▶ [About this exercise]: For this exercise, restate the records word for word.

Items from a data source:
PR #141, opened 2016-03-01
C services

jacquelinekay:
Connects to ros2/rcl#27
based on #140

Yet another C services pull request.

Provide a generated library that creates the expected C structures for service-related callbacks and calls directly to the C++ implementation.

Again it's a bit strange that C type support depends so much on C++ type support. Perhaps we should reverse the dependency so that C++ depends on C. Regardless, I think that the principal of it is fairly sound to reduce code duplication.

### DIFF
--- a/rosidl_typesupport_connext_cpp/resource/srv__type_support.hpp.template
+++ b/rosidl_typesupport_connext_cpp/resource/srv__type_support.hpp.template
@@ -1,0 +1,92 @@
+// generated from rosidl_typesupport_connext_cpp/resource/srv__type_support.hpp.template
+// generated code does not contain a copyright notice
+
+@#######################################################################
+@# EmPy template for generating <srv>__type_support.hpp files
+@#
+@# Context:
+@#  - spec (rosidl_parser.MessageSpecification)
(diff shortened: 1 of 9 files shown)


jacquelinekay:
this doesn't totally work yet. I need to change the generate_interfaces.cmake to properly depend on the interfaces generated by rosidl_generator_cpp and rosidl_typesupport_connext_cpp...

jacquelinekay:
should be working now

rosidl_typesupport_connext_cpp/resource/srv__type_support.hpp.template
```diff
@@ -0,0 +1,91 @@
+// generated from rosidl_typesupport_connext_cpp/resource/srv__type_support.hpp.template
```
dirk-thomas: Needs "no copyright" line.

wjwwood:
Just finished reviewing the code and I don't have any comments to add. lgtm

jacquelinekay:
I'm going to relaunch CI just in case then squash and merge all c_services branches if clean.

▶ [Exercise solution]:
PR #141, opened 2016-03-01
C services

jacquelinekay:
Connects to ros2/rcl#27
based on #140

Yet another C services pull request.

Provide a generated library that creates the expected C structures for service-related callbacks and calls directly to the C++ implementation.

Again it's a bit strange that C type support depends so much on C++ type support. Perhaps we should reverse the dependency so that C++ depends on C. Regardless, I think that the principal of it is fairly sound to reduce code duplication.

### DIFF
--- a/rosidl_typesupport_connext_cpp/resource/srv__type_support.hpp.template
+++ b/rosidl_typesupport_connext_cpp/resource/srv__type_support.hpp.template
@@ -1,0 +1,92 @@
+// generated from rosidl_typesupport_connext_cpp/resource/srv__type_support.hpp.template
+// generated code does not contain a copyright notice
+
+@#######################################################################
+@# EmPy template for generating <srv>__type_support.hpp files
+@#
+@# Context:
+@#  - spec (rosidl_parser.MessageSpecification)
(diff shortened: 1 of 9 files shown)


jacquelinekay:
this doesn't totally work yet. I need to change the generate_interfaces.cmake to properly depend on the interfaces generated by rosidl_generator_cpp and rosidl_typesupport_connext_cpp...

jacquelinekay:
should be working now

rosidl_typesupport_connext_cpp/resource/srv__type_support.hpp.template
```diff
@@ -0,0 +1,91 @@
+// generated from rosidl_typesupport_connext_cpp/resource/srv__type_support.hpp.template
```
dirk-thomas: Needs "no copyright" line.

wjwwood:
Just finished reviewing the code and I don't have any comments to add. lgtm

jacquelinekay:
I'm going to relaunch CI just in case then squash and merge all c_services branches if clean.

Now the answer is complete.